CHICAGO - She was a professional golfer, a saxophone player, a blues singer, a teacher, an orator, an actress - and one of the greatest champions in the history of tennis. But the significance of Althea Gibson's life, which ended yesterday at 76, probably is appreciated by far too few.
No less a trailblazer than Jackie Robinson and Arthur Ashe, she had accomplishments perhaps more impressive because of her singular place as an African-American female athlete in the 1950s.
Gibson was the first African-American to compete in the U.S. championship in 1950 and at Wimbledon in 1951. She won the French Open in 1956 and back-to-back U.S. and Wimbledon titles in '57 and '58. After her first Wimbledon victory, she was given a ticker-tape parade in New York.
"It's not necessarily unique to the African-American community, but everybody stands on somebody's shoulders," said former New York Mayor David Dinkins, a friend of 50 years and one of the few with whom Gibson stayed in contact during a semi-reclusive last decade.
"In that respect, not just blacks had to marvel at her agility and skills and perseverance in the face of overwhelming odds. I'm saddened by her loss, but if ever there was a circumstance in which we should celebrate a life well-lived and one of great accomplishment as opposed to simply mourning a loss, this is such an instance."
The oldest of five children, she was born Aug. 25, 1927, on a cotton farm in South Carolina and raised in Harlem. Gibson described herself as a vagabond, roaming the streets of New York as a child until gaining attention for her athleticism in a Police Athletic League.
She trained first at a multiracial club in Harlem. Then, after winning the first of several American Tennis Association titles - the black counterpart to the all-white U.S. Lawn Tennis Association - Gibson moved to Wilmington, N.C., where her tennis career took off under the tutelage of two ATA officials, one of whom, Robert Johnson, later mentored Arthur Ashe.
It was the late 1940s, segregation was still the norm and it took several more years, the financial support of boxing champion Sugar Ray Robinson and the impassioned pleas by the likes of former champion Alice Marble before Gibson could gain entry into the elite tournaments.

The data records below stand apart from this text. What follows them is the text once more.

PR #4439, opened 2024-04-09
[jssrc2cpg] Fix for dynamicTypeHintFullName on this identifier

max-leuthaeuser:
Follow-up for: https://github.com/joernio/joern/pull/4426

### DIFF
--- a/joern-cli/frontends/jssrc2cpg/src/main/scala/io/joern/jssrc2cpg/astcreation/TypeHelper.scala
+++ b/joern-cli/frontends/jssrc2cpg/src/main/scala/io/joern/jssrc2cpg/astcreation/TypeHelper.scala
@@ -137,10 +137,8 @@ trait TypeHelper { this: AstCreator =>
       case Some(tpe) => Seq(tpe)
       case None if node.isDefined =>
         typeFor(node.get) match {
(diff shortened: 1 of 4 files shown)


joern-cli/frontends/jssrc2cpg/src/main/scala/io/joern/jssrc2cpg/astcreation/TypeHelper.scala
```diff
@@ -134,8 +137,10 @@ trait TypeHelper { this: AstCreator =>
       case Some(tpe) => Seq(tpe)
       case None if node.isDefined =>
         typeFor(node.get) match {
-          case t if t != Defines.Any && t != "this" => Seq(t)
-          case _                                    => rootTypeDecl.map(_.fullName).toSeq
+          case tpe if tpe != Defines.Any && tpe != "this" =>
+            val typeFullName = if (Defines.isBuiltinType(tpe)) tpe else Defines.Any
```
maltek, line 141: since this is used for a dynamic type hint, we shouldn't put `ANY` there. Dynamic type hints kill all further type resolution, so if we're unsure about the type (or can't express it), we shouldn't put *something* there but leave it empty instead.

maltek (approved):

PR #4441, opened 2024-04-09
[php2cpg] Don't use target code in php method full names

johannescoetzee:
We're sometimes using the receiver/base code as part of the method full name in php2cpg, which led to the weird-looking expectations changes in https://github.com/ShiftLeftSecurity/codescience/pull/7595. This was a deliberate decision at the time since we effectively never have type full names for php cpgs anyways and at least that way we get some information, but in case that's not desired behaviour, this is an alternative.


johannescoetzee:
For some reason scalafmt is failing on my laptop ("failing to download /path/to/joern/.scalafmt.conf" ???), so I'll fix formatting when I'm home.

maltek (approved):

johannescoetzee:
Since https://github.com/ShiftLeftSecurity/codescience/pull/7595 was approved, I take that as the weird names are ok and  I'm closing this in favour of that.

PR #4442, opened 2024-04-10
Add environment variable to javasrc to fetch dependencies

johannescoetzee:
Tested this manually since I'm not aware of a way to easily do this in our unit test setup.

```
❯ export JAVASRC_FETCH_DEPENDENCIES=t
❯ ./joern-cli/frontends/javasrc2cpg/javasrc2cpg ~/code/java/HelloShiftLeft
...
[INFO ] Enabling dependency fetching: Environment variable JAVASRC_FETCH_DEPENDENCIES is set
[INFO ] got 63 Maven dependencies
```

The idea is to set this by default in SL, but then customers can still unset it if they want to (which should be a rare case).

### DIFF
--- a/joern-cli/frontends/javasrc2cpg/src/main/scala/io/joern/javasrc2cpg/passes/AstCreationPass.scala
+++ b/joern-cli/frontends/javasrc2cpg/src/main/scala/io/joern/javasrc2cpg/passes/AstCreationPass.scala
@@ -66,7 +66,8 @@ class AstCreationPass(config: Config, cpg: Cpg, sourcesOverride: Option[List[Str
   }
 
   private def getDependencyList(inputPath: String): List[String] = {
-    val shouldFetch = if (System.getenv(JavaSrcEnvVar.FetchDependencies.name).nonEmpty) {
+    val envVarValue = Option(System.getenv(JavaSrcEnvVar.FetchDependencies.name))
+    val shouldFetch = if (envVarValue.exists(_.nonEmpty)) {
       logger.info(s"Enabling dependency fetching: Environment variable ${JavaSrcEnvVar.FetchDependencies.name} is set")
       true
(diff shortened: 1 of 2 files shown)


max-leuthaeuser (approved):

joern-cli/frontends/javasrc2cpg/src/main/scala/io/joern/javasrc2cpg/passes/AstCreationPass.scala
```diff
@@ -66,17 +66,24 @@ class AstCreationPass(config: Config, cpg: Cpg, sourcesOverride: Option[List[Str
...
-      List()
+      logger.info("dependency resolving not enabled")
+      false
+    }
+
+    Option.when(shouldFetch)(DependencyResolver.getDependencies(Paths.get(inputPath))).flatten match {
+      case Some(deps) => deps.toList
+      case None =>
+        logger.warn(s"Could not fetch dependencies for project at path $inputPath")
+        List()
```
maltek, line 85: if I'm reading this right, this would log "could not fetch" when fetching has merely not been requested. So I'd rewrite this to sth like (untested):

```suggestion
    if (shouldFetch) {
      DependencyResolver.getDependencies(Paths.get(inputPath)).getOrElse {
        logger.warn(s"Could not fetch dependencies for project at path $inputPath")
        Nil
      }
    } else  {
      Nil
```

maltek (approved):

joern-cli/frontends/javasrc2cpg/src/main/scala/io/joern/javasrc2cpg/passes/AstCreationPass.scala
johannescoetzee: I was just about to commit almost exactly this fix

PR #4455, opened 2024-04-15
[x2cpg] SemVer Utility Class & Parsing

DavidBakerEffendi:
While handling build files and parsing dependencies, I often find myself wanting something that can help parse the actual versions while preserving their natural ordering. To address this, I've gone ahead with building this myself.

* Added parsing for SemVer according to https://semver.org/
* Added fuzzy semver handling, where it's simply converted to a normalized semver
* Added JSON deserialization and serialization with `ujson`


max-leuthaeuser:
I want to throw https://github.com/sh4869/semver-parser-scala into the ring.

DavidBakerEffendi:
@max-leuthaeuser Then I think it's probably better to use one of those dependencies, I should've probably done my homework lol.

Issue #4462, opened 2024-04-16
[Bug] joern-parse produces incorrect graph on preprocessed C files


will-leeson:
**Describe the bug**

I am attempting to use Joern to generate graphs from files in the [SV-Comp benchmarks](https://gitlab.com/sosy-lab/benchmarking/sv-benchmarks). Many of the files have been preprocessed using the CPP. The outputs of which are the .i files in the repository. When I run 

```
joern-parse [/path/to/file.i]
```

on one of the preprocessed files, I receive an error stating it can't identify the language. I then then specified that it is a C File using

```
joern-parse --language "c" [/path/to/file.i]
```

and the command finishes with no errors. When I attempt to export the graph using the following command

```
joern-export --repr=all --format=dot
```

I receive no errors, but I get a graph significantly smaller than expected and incorrect. As a sanity test, I ran joern-parse and joern-export on a file with the following content:

```C
int main(){
    int x = 2;

    int y = 3;

    int z = y - x;

    return z; 
}
```

I received the expected output. I then generated the preprocessed file using `cpp [file.c] > [file.i]` and ran the exact same workflow. This produced the same graph as the SV-Comp program, which differs significantly.

**To Reproduce**
1. Preprocess C file and save output
2. Run `joern-parse --language "c" [/path/to/file.i]` on preprocessed file
3. Run `joern-export --repr=all --format=dot`

**Expected behavior**
I expected joern to be able to handle preprocessed files as they are valid C. 

**Desktop (please complete the following information):**
 - OS - Ubuntu 22.04
 - Joern Version - 2.0.226
 - Java version - JDK 19.0.2

**Additional context**
If you don't support this use case, that is fine. I'm just bringing this to your attention as it seems it should work fine. Preprocessed C files are valid C.

max-leuthaeuser:
Only files with C or CPP extensions (see: https://github.com/joernio/joern/blob/master/joern-cli/frontends/c2cpg/src/main/scala/io/joern/c2cpg/parser/FileDefaults.scala) are parsed.
*.i files won't work. If your file contains valid C oder CPP code anyway you may simply rename it.

PR #4466, opened 2024-04-17
[c2cpg] Handle preprocessed files

max-leuthaeuser:
cpp/gcc/g++ offer the -E switch. This switch forces the compiler to stop after the preprocessing phase and spit out the result where all preprocessor directives are expanded or processed, all macros expanded, and all header files included. Typically, this result is stored as *.i file.

With this PR we process such files and exclude all the others with the exact same name.

Fixes: https://github.com/joernio/joern/issues/4462


max-leuthaeuser:
Do not merge yet - will put that behind a command line flag.

ml86 (approved):

PR #4472, opened 2024-04-18
Dependency Housekeeping: Removed `circe`, `jackson` & Organised Versions

DavidBakerEffendi:
Joern has **a lot** of dependencies, and I've found `meta-build` out of sync with some `build.sbt` files specifying the same dependencies.

Also, `Versions.scala` is used haphazardly and is inconsistent. This change congregates all versions there, so we can see all versions of dependencies in Joern.

This all started by wondering why we have `jackson-databind`, `ujson`, and `circe` to deserialize JSON, so I removed `circe` and `jackson-databind` while keeping `ujson`. In any-case, this organizes dependencies and paves the way for removing unused ones.

Note, some code in `jssrc2cpg` (@max-leuthaeuser) and `gosrc2cpg` (@pandurangpatil) were modified for the migration to deserialize with `ujson` instead of the existing libraries.


pandurangpatil:
@DavidBakerEffendi as long as all failing unit tests are working changes look good from my side. 

cc: @tuxology

max-leuthaeuser:
LGTM once the failing go tests are fixed. There something wrong with the new json handling there.

mpollmeier (approved):
thank you, very much appreciated!

PR #4473, opened 2024-04-19
[ruby] Download builtin package dependencies

AndreiDreyer:
This PR handles:
* Scrape [rubydoc](https://ruby-doc.org/3.3.0/) to generate a `NamespaceTypeMap` for builtin ruby packages
* Generate `.zip` folder with `MessagePack` files for each of the gems to be re-used
* Write to JSON for sanity checking (to be removed)

TODO for next branch:
* Return `NamespaceTypeMap` from `BuiltinPackageDownloader` if run
* Implement reading from a `ZipStream` if the `BuiltinPackageDownloader` is not run and a `.zip` folder is present to build the `NamespaceTypeMap`


max-leuthaeuser:
I am against putting .zip files (or any binary in general) directly into this repo.
Even with Git LFS we had trouble in the past (running into the GitHub traffic limitation, any further downloads / actions disabled).

DavidBakerEffendi:
@max-leuthaeuser Another solution I've thought of is to treat this like the AstGen binaries, where some repo generates these and during release-time they're compressed and packaged in a minimal way. Would that be an acceptable next step? Right now I believe these are ~100mb uncompressed

max-leuthaeuser:
> Would that be an acceptable next step? 

Guess thats much better, yes.

DavidBakerEffendi:
This will be replaced by https://github.com/joernio/joern/pull/4501

DavidBakerEffendi:
Superceded by https://github.com/joernio/joern/pull/4501

DavidBakerEffendi:
Superceded by https://github.com/joernio/joern/pull/4501

PR #4477, opened 2024-04-22
[ruby] `RubyProgramSummary` types derive ReadWriter

AndreiDreyer:
This PR:
 * adds `derives ReadWriter` to `RubyField`, `RubyType` in `RubyProgramSummary`
 * adds custom serialization/deserialization logic for `RubyMethod`

### DIFF
--- a/joern-cli/frontends/rubysrc2cpg/src/main/scala/io/joern/rubysrc2cpg/datastructures/RubyProgramSummary.scala
+++ b/joern-cli/frontends/rubysrc2cpg/src/main/scala/io/joern/rubysrc2cpg/datastructures/RubyProgramSummary.scala
@@ -34,14 +34,14 @@ case class RubyMethod(
 object RubyMethod {
   implicit val rubyMethodRwJson: ReadWriter[RubyMethod] = readwriter[ujson.Value].bimap[RubyMethod](
     x => ujson.Obj("name" -> x.name),
-    json => RubyMethod(json("name").str, List.empty, "", Option.empty)
+    json => RubyMethod(json("name").str, List.empty, XDefines.Any, Option.empty)
   )
 }
 
 case class RubyField(name: String, typeName: String) extends FieldLike derives ReadWriter
 
 case class RubyType(name: String, methods: List[RubyMethod], fields: List[RubyField])
-    extends TypeLike[RubyMethod, RubyField] derives ReadWriter {
+    extends TypeLike[RubyMethod, RubyField] {
 
   @targetName("add")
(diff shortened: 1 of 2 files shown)


DavidBakerEffendi:
Here is a thread on what the error code means on this runner: https://stackoverflow.com/questions/77219743/what-is-exit-code-3221225781-on-windows

joern-cli/frontends/rubysrc2cpg/src/main/scala/io/joern/rubysrc2cpg/datastructures/RubyProgramSummary.scala
```diff
@@ -29,11 +30,12 @@ case class RubyMethod(
   returnType: String,
   baseTypeFullName: Option[String]
 ) extends MethodLike
+    derives ReadWriter
```
DavidBakerEffendi, line 33: Something like `baseTypeFullName` just represents the surrounding `RubyType`, so perhaps we could create a more defined serialization/serialization for `RubyMethod`? Similarly, `returnType` and `parameterTypes` can be excluded.

DavidBakerEffendi (changes requested):

joern-cli/frontends/rubysrc2cpg/src/main/scala/io/joern/rubysrc2cpg/datastructures/RubyProgramSummary.scala
```diff
@@ -30,10 +31,17 @@ case class RubyMethod(
   baseTypeFullName: Option[String]
 ) extends MethodLike
 
-case class RubyField(name: String, typeName: String) extends FieldLike
+object RubyMethod {
+  implicit val rubyMethodRwJson: ReadWriter[RubyMethod] = readwriter[ujson.Value].bimap[RubyMethod](
+    x => ujson.Obj("name" -> x.name),
+    json => RubyMethod(json("name").str, List.empty, "", Option.empty)
```
DavidBakerEffendi, line 37: Note `Option.empty` should be the parent `RubyType`. Thinking about this now, we should probably write a `ReadWriter` for `RubyType` that can re-map the `RubyTypes.methods` field with `baseTypeFullName` to `RubyType.name`
```suggestion
    json => RubyMethod(json("name").str, List.empty, Defines.Any, Option.empty)
```

DavidBakerEffendi (changes requested):

DavidBakerEffendi (approved):

PR #4478, opened 2024-04-22
[php2cpg] Handle utf-8 offsets correctly

johannescoetzee:
This PR fixes offset calculations when processing utf-8 files with the file content feature enabled. The 2 main issues with this PR are that it assumes a utf-8 encoding (which will work for ascii as well, but not for more niche encodings) and a possible performance hit from the offset calculation. A potential optimization would be to cache known offsets and to calculate the new offset from the closest one, but since this is not a common operation, it likely won't be too much of a slow-down and we can revisit this decision if performance does turn out to be an issue.

### DIFF
--- a/joern-cli/frontends/php2cpg/src/main/scala/io/joern/php2cpg/astcreation/AstCreator.scala
+++ b/joern-cli/frontends/php2cpg/src/main/scala/io/joern/php2cpg/astcreation/AstCreator.scala
@@ -17,6 +17,8 @@ import io.shiftleft.semanticcpg.language.types.structure.NamespaceTraversal
 import org.slf4j.LoggerFactory
 import overflowdb.BatchedUpdate
 
+import java.nio.charset.StandardCharsets
+
 class AstCreator(filename: String, phpAst: PhpFile, fileContent: Option[String], disableFileContent: Boolean)(implicit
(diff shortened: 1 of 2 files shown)


max-leuthaeuser (approved):

johannescoetzee:
Checks failed with
```
Getting installed Swift version swift-5.9.2-RELEASE
C:\hostedtoolcache\windows\swift-5.9.2-RELEASE-windows10\5.9.2\x86_64\Developer\Toolchains\unknown-Asserts-development.xctoolchain\usr\bin\swift.exe --version
Error: The process 'C:\hostedtoolcache\windows\swift-5.9.2-RELEASE-windows10\5.9.2\x86_64\Developer\Toolchains\unknown-Asserts-development.xctoolchain\usr\bin\swift.exe' failed with exit code 3221225781
```

Seems unrelated to this, so I'm just going to rerun the jobs

max-leuthaeuser:
GH might has been updating the Windows runners in the background and something broke w.r.t. dlls missing now. I am not sure how to fix that.
Maybe we need to update the Swift install action.

max-leuthaeuser:
I had a look and something in the runner images broke. I guess we have to disable the swiftsrc2cpg tests temporarily to unblock you guys.

PR #4484, opened 2024-04-23
[ruby] Implicit Require Handling

DavidBakerEffendi:
[Autoloading in Ruby](https://www.rubyguides.com/2019/08/autoloading-in-ruby/) is fairly common, however it's important for us to represent these import nodes explicitly.

This pass adds a check for modules with no high-level require calls, to check call receivers and constructor allocations for types from other files, and add explicit require calls for them.


DavidBakerEffendi:
Some weird build errors related to the citation validation happening. We don't really need this step anymore so if this build passes without it then I'll merge

DavidBakerEffendi:
Hmm seems `sbt` is now missing? Weird

max-leuthaeuser:
This PR needs to be merged with master once https://github.com/joernio/joern/pull/4490 is in.

PR #4614, opened 2024-05-30
[python] prevent overtainting dictLiterals

### LINKED ISSUE #4605: [python] over-tainting dictionary literal arguments
# Brief

Dictionary literals in argument position are over-tainted even when providing `FlowSemantic`s specifying otherwise. Compare Tests 1 and 2 with 3 below.

# Setup

Joern version: 2.0.386

## Test 1 ✅ 

This works as expected. `print` is an external call so it's sound to say that `1` taints `x`. 

```scala
"Scenario 1" in {
  val cpg = code(
    """
      |x = {'x': 10}
      |print(1, x)
      |""".stripMargin)
  def source = cpg.literal
  def sink = cpg.call("print").argument.argumentIndex(2)
  val result = sink.reachableByFlows(source).l
  result.map(_.elements.head.code) shouldBe List("1", "10")
}
```

## Test 2 ✅ 

This works as expected. If we can say that `print` does not cross-taint its arguments, then the only literal tainting `x` (the argument) is `10`.

```scala
"Scenario 2" in {
  val cpg = code(
    """
      |x = {'x': 10}
      |print(1, x)
      |""".stripMargin)
    .withExtraFlows(List(FlowSemantic(".*print", List(FlowMapping(1, 1), FlowMapping(2, 2)), true)))
  def source = cpg.literal
  def sink = cpg.call("print").argument.argumentIndex(2)
  val result = sink.reachableByFlows(source).l
  result.map(_.elements.head.code) shouldBe List("10")
}
```

## Test 3 ❌ 

This sample is equivalent to that of Test 2. However, we get the same results of Test 1, i.e. `1` is also tainting the second argument. Confirmed that the methodFullName of `print` didn't change.

```scala
"Scenario 3" in {
  val cpg = code(
    """
      |print(1, {'x': 10})
      |""".stripMargin)
    .withExtraFlows(List(FlowSemantic(".*print", List(FlowMapping(1, 1), FlowMapping(2, 2)), true)))
  def source = cpg.literal
  def sink = cpg.call("print").argument.argumentIndex(2)
  val result = sink.reachableByFlows(source).l
  result.map(_.elements.head.code) shouldBe List("10")
}
```

# Notes

Related to #4549 in the sense that the original behaviour of `globalFromLiteral` would have Test 3 passing.

xavierpinho:
In #4583, I didn't account for how Python dictionary literals are lowered as 3 address code. Specifically, the problem is at `inCall.assignment` here:

https://github.com/joernio/joern/blob/ff9c08f62539eba4194eee5c0a96f5d28d586ab7/dataflowengineoss/src/main/scala/io/joern/dataflowengineoss/package.scala#L19

In an expression such as `print(1, {'x': 10})`, `1.inCall.assignment` wouldn't be empty - it would contain the assignments that build `{'x': 10}`. The intent behind `inCall.assignment` was to filter the surrounding call by assignment. So, introduced a new CallTraversal `isAssignment` to do just that and used it here instead.

I'm a bit concerned about introducing a new API for CallTraversal. Any thoughts about that?

Resolves #4605

### DIFF
--- a/dataflowengineoss/src/main/scala/io/joern/dataflowengineoss/package.scala
+++ b/dataflowengineoss/src/main/scala/io/joern/dataflowengineoss/package.scala
@@ -16,7 +16,7 @@ package object dataflowengineoss {
     */
   def globalFromLiteral(lit: Literal, recursive: Boolean = true): Iterator[Expression] = lit.start
     .where(_.method.isModule)
-    .flatMap(t => if (recursive) t.inAssignment else t.inCall.assignment)
+    .flatMap(t => if (recursive) t.inAssignment else t.inCall.isAssignment)
     .target
 
   def identifierToFirstUsages(node: Identifier): List[Identifier] = node.refsTo.flatMap(identifiersFromCapturedScopes).l
--- a/joern-cli/frontends/pysrc2cpg/src/test/scala/io/joern/pysrc2cpg/dataflow/DataFlowTests.scala
+++ b/joern-cli/frontends/pysrc2cpg/src/test/scala/io/joern/pysrc2cpg/dataflow/DataFlowTests.scala
@@ -1,7 +1,7 @@
 package io.joern.pysrc2cpg.dataflow
 
 import io.joern.dataflowengineoss.language.toExtendedCfgNode
-import io.joern.dataflowengineoss.semanticsloader.FlowSemantic
+import io.joern.dataflowengineoss.semanticsloader.{FlowMapping, FlowSemantic, PassThroughMapping}
 import io.joern.pysrc2cpg.PySrc2CpgFixture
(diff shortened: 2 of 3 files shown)


maltek:
> I'm a bit concerned about introducing a new API for CallTraversal. Any thoughts about that?

👍 from me on that. I'd use that API. (Unlike the existing `inAssignment`/`assignment`, for the same reasons why you had to move away from them here.) Only comment from me is whether it shouldn't filter by all the fullnames from https://github.com/joernio/joern/blob/15e241d3174ecba9e977a399793c9c6a1249d819/semanticcpg/src/main/scala/io/shiftleft/semanticcpg/language/operatorextension/package.scala#L24

DavidBakerEffendi (approved):
Tested on my side too, looks good!

PR #4615, opened 2024-05-30
[javasrc2cpg] Remove generic types from unresolved fullnames

johannescoetzee:
At the last level of our type fallback mechanisms, we use `javaParserNode.getTypeAsString` to get the type name, but this still includes generic types which is inconsistent with what we do elsewhere. This PR strips the generic types from these fallback type names.

### DIFF
--- a/joern-cli/frontends/javasrc2cpg/src/test/scala/io/joern/javasrc2cpg/querying/GenericsTests.scala
+++ b/joern-cli/frontends/javasrc2cpg/src/test/scala/io/joern/javasrc2cpg/querying/GenericsTests.scala
@@ -4,55 +4,6 @@ import io.joern.javasrc2cpg.testfixtures.JavaSrcCode2CpgFixture
 import io.shiftleft.semanticcpg.language._
 
 class GenericsTests extends JavaSrcCode2CpgFixture {
-
-  "resolved generic type declarations" should {
-    val cpg = code("""package box;
-                     |
-                     |public class Box<T> {
-                     |  public Box(T value) {}
-                     |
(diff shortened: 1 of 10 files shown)


max-leuthaeuser (approved):

joern-cli/frontends/javasrc2cpg/src/test/scala/io/joern/javasrc2cpg/querying/GenericsTests.scala
```diff
@@ -4,195 +4,296 @@ import io.joern.javasrc2cpg.testfixtures.JavaSrcCode2CpgFixture
...
+                     |class Box<T> {
+                     |  public <S> Box<S> into() { return null; }
+                     |
+                     |  public T get() { return null; }
+                     |
+                     |  static void test(Box<String> stringBox) {
+                     |    stringBox.<Integer>into().get();
+                     |  }
+                     |}
+                     |""".stripMargin)
```
ml86, line 66: Is this just a smoke test? If so please add a comment stating this.

ml86 (approved):

joern-cli/frontends/javasrc2cpg/src/test/scala/io/joern/javasrc2cpg/querying/GenericsTests.scala
johannescoetzee: Ah, I think this is a test I was halfway through writing before moving over to something else. I'll add the rest of the test now. It's not strictly speaking relevant to this PR, but is a gap in our generic testing

PR #4617, opened 2024-05-30
[javasrc2cpg] Don't add unknown nodes to cpg for unhandled captured variables

johannescoetzee:
Due to an interaction between regular/anonymous class capture logic and lambda capture logic, the assumption that a `this` parameter will always be available in the direct enclosing method when handling captures is sometimes false. In this case, an `Unknown` node was added to the cpg, causing dynamic call linker failures.

This pr fixes the lambda issue by seaching the entire scope for a `this` param, which correctly (-ish, see note below) creates the field access with the correct type, but also replaces the `Unknown` fallback with an identifier which would still result in dynamic linking failing (probably), but won't crash.

Note on captured params in lambdas: the current representation just treats them as `this.capturedField`, but with the type of `this` set to the class in which it is declared. I would be very surprised if this works, so a rework is required (creating an `outerClass` local in the lambda method with a closure binding pointing at the captured this parameter, for example), but that's out of the scope of this PR

### DIFF
--- a/joern-cli/frontends/javasrc2cpg/src/test/scala/io/joern/javasrc2cpg/querying/LambdaTests.scala
+++ b/joern-cli/frontends/javasrc2cpg/src/test/scala/io/joern/javasrc2cpg/querying/LambdaTests.scala
@@ -743,28 +743,71 @@ class LambdaTests extends JavaSrcCode2CpgFixture {
     }
   }
 
-  "calls on captured variables in lambdas" should {
+  "calls on captured variables in lambdas contained in anonymous classes" should {
     val cpg = code("""
-                     |
-                     |public class Foo {
-                     |
-                     |    public static void sink(String s) {};
-                     |
-                     |    public static Object test(Foo captured) {
-                     |      Visitor v = new Visitor() {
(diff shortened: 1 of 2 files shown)


joern-cli/frontends/javasrc2cpg/src/test/scala/io/joern/javasrc2cpg/querying/LambdaTests.scala
```diff
@@ -742,4 +742,72 @@ class LambdaTests extends JavaSrcCode2CpgFixture {
...
+        |      Visitor v = new Visitor() {
+        |        public void visit(Visited visited) {
+        |          visited.getList().forEach(lambdaParam -> captured.remove(lambdaParam));
+        |        }
+        |      };
+        |    }
+        |}
+        |""".stripMargin)
+
+    // This behaviour isn't exactly correct, but is on par with how we currently handle field captures in lambdas.
```
ml86, line 763: Please add `TODO` here and on the test cases below.

ml86 (approved):

PR #4633, opened 2024-06-04
use generated Cpg class

mpollmeier:
also to minify the diff for the flatgraph port


bbrehm (approved):
Couldn't we instead have a `type Cpg = io.shiftleft.codepropertygraph.generated.Cpg` in the `io.shiftleft.codepropertygraph` package?

mpollmeier:
We could, after we get rid of the `object io.shiftleft.codepropertygraph.Cpg`. 
But: we could do the same for every other generated type, but why would we?

PR #4634, opened 2024-06-04
[javascript] Object Property Call Linker

DavidBakerEffendi:
A common pattern in JavaScript is something like

```javascript
var foo = {};
foo.bar = {};
foo.bar.someFunc = function someFunc() {};

foo.bar.someFunc();
```

This PR adds a post-processing pass to find instances where the definition and the call live in the same file and to link them. This "common file" limitation aims to reduce false linking.

### DIFF
--- a/joern-cli/frontends/jssrc2cpg/src/main/scala/io/joern/jssrc2cpg/passes/ObjectPropertyCallLinker.scala
+++ b/joern-cli/frontends/jssrc2cpg/src/main/scala/io/joern/jssrc2cpg/passes/ObjectPropertyCallLinker.scala
@@ -1,0 +1,42 @@
+package io.joern.jssrc2cpg.passes
+
+import io.shiftleft.codepropertygraph.generated.nodes.{Call, MethodRef}
+import io.shiftleft.codepropertygraph.generated.{Cpg, PropertyNames}
+import io.shiftleft.passes.CpgPass
+import overflowdb.BatchedUpdate
+import io.shiftleft.semanticcpg.language.*
+
+/** Perform a simple analysis to find a common pattern in JavaScript where objects are dynamically assigned function
+  * pointers. To keep this precise, this will only match objects defined within the scope of the same file.
+  *
+  * This relies on JavaScriptTypeHintCallLinker.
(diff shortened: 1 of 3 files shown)


joern-cli/frontends/jssrc2cpg/src/main/scala/io/joern/jssrc2cpg/passes/ObjectPropertyCallLinker.scala
```diff
@@ -0,0 +1,42 @@
...
+/** Perform a simple analysis to find a common pattern in JavaScript where objects are dynamically assigned function
+  * pointers. To keep this precise, this will only match objects defined within the scope of the same file.
+  *
+  * This relies on JavaScriptTypeHintCallLinker.
+  */
+class ObjectPropertyCallLinker(cpg: Cpg) extends CpgPass(cpg) {
+
+  override def run(builder: BatchedUpdate.DiffGraphBuilder): Unit = {
+    val propertyCallRegex = "^(?:\\{.*\\}|.*<returnValue>):<member>\\((.*)\\):.*$".r
+    val objectCalls       = cpg.call.methodFullName("^(?:\\{.*\\}|.*<returnValue>):<member>\\(.*\\):.*$").l
```
max-leuthaeuser, line 18: Isnt that `propertyCallRegex`?

max-leuthaeuser (approved):

joern-cli/frontends/jssrc2cpg/src/main/scala/io/joern/jssrc2cpg/passes/ObjectPropertyCallLinker.scala
DavidBakerEffendi: `\\(.*\\)` versus `\\((.*)\\)`

DavidBakerEffendi: Might be useful to combine this into a regex generator function to reduce duplication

"She simply changed the landscape of tennis," said Alan Schwartz, president of the U.S. Tennis Association. "Arthur Ashe's job was not easy, but if he had to climb a hill, Althea Gibson had to climb a mountain. She was the original breakthrough person.
"I remember seeing pictures of her accepting her trophy at Wimbledon, and what went through my mind when I first saw it was, `That's royalty giving her the trophy, and she accepted it like royalty herself,' " Schwartz said.
"She was very tall and slender [at 5 feet 10 inches and 140 pounds], very graceful, with a certain shy elegance about her."
The first female tennis player of note to possess an all-court game, Gibson used her height to unleash an overpowering serve and her athleticism to stretch for shots all over the court. She went on to win 11 Grand Slam titles: five in singles, five in doubles and one in mixed doubles.
Zina Garrison, who became the second African-American woman to reach the finals of Wimbledon when she played Martina Navratilova in 1990, said she spoke yesterday to Venus Williams, the second African-American woman to win the Wimbledon title in 2000.
"Althea used to say she wanted me to be the one who broke her barrier, to take the burden off of her," Garrison said. "When [Williams] won, I called [Gibson] and she was so happy that it was finally lifted. She knew she opened the door for all of us, and she was so excited about all the women who followed her."
Yesterday, Williams released a statement regarding Gibson's death.
"I am grateful to Althea Gibson for having the strength and courage to break through the racial barriers in tennis," it said. "Althea Gibson was the first African-American woman to rank No. 1 and win Wimbledon, and I am honored to have followed in such great footsteps. Her accomplishments set the stage for my success and through players like myself, Serena [Williams] and many others to come, her legacy will live on."
Garrison recalled yesterday that Gibson came to watch her play Navratilova in the 1990 finals at Wimbledon, one of her last public appearances.
Camille Mosley, who is co-writing a book to be titled Outside the Lines, chronicling the history of African-American tennis, said Gibson was the most prominent player to move from the all-segregated tennis world of the ATA to the USLTA.
Mosley contends Gibson's impact should be viewed as bigger than Jackie Robinson's.
"There was no other black player at that level," said Mosley, "and I hope that people appreciate that she created opportunities not just for athletes but for all women. She took the beating for all women to be considered seriously in all endeavors."
After retiring from tennis, Gibson released an album; appeared in a film called The Horse Soldiers with John Wayne; toured with the Harlem Globetrotters playing exhibition tennis matches; played on the LPGA Tour, and was the state commissioner of athletics in New Jersey. But it was among her greatest sources of satisfaction, said close friend Fran Gray, that the foundation she co-founded with Gray succeeded not just in exposing inner-city children to sports such as tennis and golf, but also in focusing on their education.
Gibson was preceded in death by two husbands. She had no children.